Tijdschrift
Een stralende Renate Dorrestein lokt de lezer de vijfde aflevering van Surplus (nov./dec. 1987) binnen. Surplus noemt zichzelf een vrouwenboekenkrant, haar inhoud bestaat dan ook voornamelijk uit recensies van boeken van vrouwelijke auteurs. Handig en nuttig, maar de eerste vier nummers had je wel snel uit vanwege al die korte stukjes, die je even roef-roef doorleest. Nummer vijf is substantiëler, want het geeft naast al die besprekingen ook interviews en commentaar. Zoals bijvoorbeeld van Renate Dorrestein, die zich boos maakt over de literaire kritiek in Nederland, een onderwerp waarover men overigens maar niet uitgeschreven raakt. Dorrestein is nogal in haar wiek geschoten door een aantal niet ter zake opmerkingen van Koos Hageraats in een recensie over Vonne van der Meers werk in De Tijd. Een bespreking moet altijd ergens een kritische noot bevatten, vermoedt zij, want anders lijkt 't wel of je niet goed genoeg gelezen hebt.

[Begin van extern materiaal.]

PR #145, opened 2023-06-04
Enable building gnome-42-2204-sdk on riscv64

xypron:
With the following changes the gnome-42-2204-sdk snap can be built on riscv64:

* run autogen.sh for libcanberra to replace the outdated config.guess
* use a newer version of libffi including a patch enabling riscv64 builds

### DIFF
--- a/snapcraft.yaml
+++ b/snapcraft.yaml
@@ -942,6 +942,9 @@ parts:
       - --prefix=/usr
       - --with-builtin=pulse
     build-environment: *buildenv
+    override-build: |
+      ./autogen.sh
+      craftctl default
     build-packages:
       - libasound2-dev
       - libvorbis-dev
--- a/snapcraft.yaml
+++ b/snapcraft.yaml
@@ -105,6 +105,9 @@ parts:
       - -Doptimization=3
       - -Ddebug=true
     build-environment: *buildenv
+    override-pull: |
+      craftctl default
+      patch -p1 < $CRAFT_PROJECT_DIR/patches/libffi-enable-building-on-riscv64.patch
 
   glib:
     after: [ libffi, meson-deps ]
--- a/patches/libffi-enable-building-on-riscv64.patch
+++ b/patches/libffi-enable-building-on-riscv64.patch
@@ -1,0 +1,48 @@
+From 339f603ab6b90df65de5d517ae2f692c35a9cd99 Mon Sep 17 00:00:00 2001
+From: Heinrich Schuchardt <heinrich.schuchardt@canonical.com>
+Date: Mon, 6 Feb 2023 17:28:49 +0100
+Subject: [PATCH 1/1] meson.build: enable building on riscv64
+
+The meson specific files up to now lack support for the RISC-V
+architecture.
+
+Part-of: <https://gitlab.freedesktop.org/gstreamer/meson-ports/libffi/-/merge_requests/18>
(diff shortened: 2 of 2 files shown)


snapcraft.yaml
```diff
@@ -941,6 +941,11 @@ parts:
       - --prefix=/usr
       - --with-builtin=pulse
     build-environment: *buildenv
+    override-build: |
+      set -eux
```
sergiusens: override does this already before running this, or should at least

snapcraft.yaml
```diff
@@ -941,6 +941,11 @@ parts:
...
+      cd $CRAFT_PART_BUILD
```
sergiusens: fwiw, this is the default work directory

snapcraft.yaml
```diff
@@ -941,6 +941,11 @@ parts:
...
+      ./autogen.sh --prefix=/usr
```
sergiusens: is there a difference on running this with options versus running it sans options and then running the configure script with this option?

xypron: Thanks for reviewing.

--prefix=/usr has no effect. autogen.sh only runs configure if the first argument is "c". Otherwise the argument is ignored. So I should drop it here.

snapcraft.yaml
xypron: `set -eux` is in effect without this line. I will drop this line. For consistency the same should be done for the other occurrences in a separate PR.

snapcraft.yaml
xypron: I will drop the line. For consistency the same should be done for the rest of snapcraft.yaml with a separate PR.

xypron:
@sergiusens Patch updated considering your review comments.

sergio-costas:
@xypron I dislike putting an specific commit for libffy. Either that code is integrated in a tag, or we include a patch.

xypron:
> @xypron I dislike putting an specific commit for libffy. Either that code is integrated in a tag, or we include a patch.

@sergio-costas Thanks for reviewing. Sure I can add the patch via override-pull. There are already examples in snapcraft.yaml.

sergio-costas:
@xypron Thanks!

sergio-costas:
LGTM. I'll do a test.

xypron:
Build time on a SiFive HiFive Unmatched was ca. 9 h (with `snapcraft --use-lxd`).

sergio-costas:
I'm just checking that it doesn't break in X86_64 O:-)

sergio-costas:
It seems to not break anything on x86_64, so... LGTM!

sergio-costas (approved):
LGTM

snapcraft.yaml
```diff
@@ -942,6 +945,9 @@ parts:
       - --prefix=/usr
       - --with-builtin=pulse
     build-environment: *buildenv
+    override-build: |
```
sergiusens, line 948: why is this override block now needed?

sergiusens: I did some digging, can we ensure config.guess is updated upstream?

xypron: Lennart Poettering has not released a new version of [libcanberra](http://0pointer.de/lennart/projects/libcanberra/) since 2012. This project looks orphaned.

xypron: This thread gives some background: https://discourse.gnome.org/t/is-libcanberra-deprecated/10336

kenvandine (approved):
Thanks!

Daarom vindt ze de literatuurkritiek zo'n zuur bedrijf, vals, ongemanierd, kankerpitterig en geborneerd. Dorrestein uitte haar woede op de ‘turbo-macho’ Hageraats al eerder in De Tijd, waar ze naar haar idee te weinig reacties op kreeg. Vandaar nu haar oproep in Surplus om alle toonaangevende recensenten in de Volkskrant, NRC/Handelsblad, Haagse Post, Vrij Nederland en De Tijd die even ellendige randstedelijke zuurpruimen zijn als Hageraats, op hun vestje te gaan spugen. De brave besprekers van de provinciale en regionale bladen, die niet aan modieus cynisme leiden en keurig het verhaaltje van de roman navertellen en nagaan of de intentie van de schrijver is gerealiseerd, kortom volgens een of ander algemeen geldend saai stramien recenseren, mogen blijven. Haar oproep geldt alle belangrijke schrijfsters in Nederland, maar jammer genoeg staan er geen reacties van Andreas Burnier of Hella Haasse
in Surplus, alleen een briefje van een vermoeide, uitgebluste Tessa de Loo en een stukje van Marijke Höweler, die zich hier eigenlijk helemaal niet meer druk over wil maken. Immers al die recensies beïnvloeden haar verkoopcijfers in genen dele. Verder in Surplus een interview met Elly de Waard, die naar aanleiding van de (bewust?) onbenullige vragen van Judy van Emmerik ruimschoots kan doceren. Passages die zo uit het bekende leerboek Literaire kunst komen, als de verklaring van wat een strofe of een epos is, ontsieren De Waards uitleg over de ontstaansgeschiedenis van haar laatste dichtbundel Een wildernis van verbindingen. Margaretha Ferguson gaat uigebreid in op de reisboeken van Lieve Joris over haar ontmoetingen in de Golfstaten en in de Kongo. In beide boeken mist ze eigenlijk de echte confrontatie van de schrijfster met haar onderwerp. Eenzelfde verwijt heeft Lucie Th. Vermij ten aanzien van het (eerste) vrouwenboekenweekgeschenk. Vertelsters in den vreemde, dat, begrijp ik uit haar stukje, iets te snel in elkaar is geramd. Het idee is leuk: brieven van een Nederlandse die in Senegal vertoeft en een interview met een Senegalese die in Nederland woont. Een blanke westerse vrouw en een zwarte Afrikaanse vrouw die dus met elkaar in gesprek hadden moeten zijn in dit boekje in plaats van de twee onafhankelijke stukken die er nu instaan, vindt Vermij. Nog een groot stuk over het politiek geëngageerde werk van de Egyptische schrijfster Nawal El Saadawi en een analyse van het proza van de Oostenrijkse Ingeborg Bachmann. Tot slot bespreekt Corine Spoor het fonds van de idealistisch begonnen uitgeverij De Geus, waar relatief veel boeken van vrouwen verschijnen. Dit dikke nummer van Surplus is vrolijk en informatief, zo vol zouden de volgende nummers ook moeten zijn.